An incident was reported in Imo, PU1, Aladinma Ward, Owerri Municipal LGA; where a former House of Representatives member was reportedly making trouble in the area, leading to arguments with other party agents.
Days to the election, it was consistently claimed that the SDP candidate in Kogi, Murtala Ajaka, stepped down from the race and on the morning of the election, a false message was circulated that Ajaka was disqualified because of his running mate’s certificate controversy.

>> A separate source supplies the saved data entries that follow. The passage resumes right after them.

PR #7053, opened 2025-04-06
Queueable index adapter

orangewolf:
### Summary

Ability to queue index / delete calls in to Redis to process them via Solr more effectively. This method accomplishes two things. 1) all ids are unique in the Redis set, so adding the same item multiple times will only index it once and 2) should give us Solr performance by committing more items to the index before a commit. 

### TODO
- [x] Add specs
- [x] Rubocop fixes 
- [x] Add a requeing job that runs the index_queue method every 5 minutes so things actually get indexed
- [x] Add a requeing job that runs the delete_queue method every 5 minutes so things actually get deleted

* Set indexing queue in an initializer: `Hyrax.config.index_adapter = :redis_queue`
* Add or edit or delete items, checking the queue with `Hyrax.config.redis_connection.smembers('toindex')` and `Hyrax.config.redis_connection.smembers('todelete')` to see that items are added to the queue
* Verify that items do get indexed properly when the indexing job runs
* Verify that items do get deleted properly when the delete job runs

@samvera/hyrax-code-reviewers

### DIFF
--- a/app/jobs/concerns/hyrax/queued_job_behavior.rb
+++ b/app/jobs/concerns/hyrax/queued_job_behavior.rb
@@ -1,0 +1,21 @@
+# frozen_string_literal: true
+module Hyrax
+  # Grants the user's edit access on the provided FileSet
+  module QueuedJobBehavior
+    extend ActiveSupport::Concern
+
+    included do
+      queue_as Hyrax.config.ingest_queue_name
+    end
+
+    private
+
+    def redis_queue
+      Valkyrie::IndexingAdapter.find(:redis_queue)
+    end
+
+    def requeue(*args)
+      self.class.set(wait_until: 5.minutes.from_now).perform_later(*args)
+    end
+  end
+end
--- a/app/jobs/concerns/hyrax/queued_job_behavior.rb
+++ b/app/jobs/concerns/hyrax/queued_job_behavior.rb
@@ -6,6 +6,7 @@ module Hyrax
 
     included do
       queue_as Hyrax.config.ingest_queue_name
+      cattr_accessor :requeue_frequency
     end
 
     private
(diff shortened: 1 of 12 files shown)


dlpierce:
This is a great idea!

I see this uses sets for the redis queue datatype so the queued ids are not repeated, but `SPOP` will return a random subset. If we instead used a sorted set using a timestamp as the score that would allow the index job to work on the oldest queued records first, and give the queued records a bigger window to receive updates before being indexed. Another possibility is to exclude timestamps that are less than X seconds old, although that might not be possible with only one redis call.

app/jobs/concerns/hyrax/queued_job_behavior.rb
```diff
@@ -0,0 +1,21 @@
...
+
+    private
+
+    def redis_queue
+      Valkyrie::IndexingAdapter.find(:redis_queue)
+    end
+
+    def requeue(*args)
+      self.class.set(wait_until: 5.minutes.from_now).perform_later(*args)
+    end
```
dlpierce, line 19: The number of minutes (or seconds) to wait ought to be configurable. Or perhaps dynamic depending on the queue size?

orangewolf:
> This is a great idea!
> 
> I see this uses sets for the redis queue datatype so the queued ids are not repeated, but `SPOP` will return a random subset. If we instead used a sorted set using a timestamp as the score that would allow the index job to work on the oldest queued records first, and give the queued records a bigger window to receive updates before being indexed. Another possibility is to exclude timestamps that are less than X seconds old, although that might not be possible with only one redis call.

Good call. I didn't realize `spop` was random. Switched it to `zadd` and `zpopmin` to fix this issue. Seems to work well.

app/jobs/concerns/hyrax/queued_job_behavior.rb
orangewolf: configurable seems reasonable, dynamic probably isn't needed.

orangewolf: good idea. I've added it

There was a similar situation in Imo, where a video was circulated that purportedly showed the PDP’s candidate, Sam Anyanwu, had stepped down and endorsed the incumbent governor of the APC. This video was similarly debunked but not before it had been widely reported on social media and on news platforms.
Our observers reported wide use of BVAS, and a quick resolution time when there were issues, however, there were pockets of irregularities in the three states. Notably, in Kabawa PU, Lokoja LGA, the BVAS machine was not working and electoral officers resorted to the use of Voter Identification Number (VIN) to accredit voters. Similarly, the BVAS machine was reportedly unable to display accredited voter information in PU 047, Adankolo Open Space Ward, Lokoja LGA.
We will continue to pay close attention to the electoral process as they unfold. Ahead of our press conference on Monday, we will issue our post-election report and take a look at the collation and result declaration process.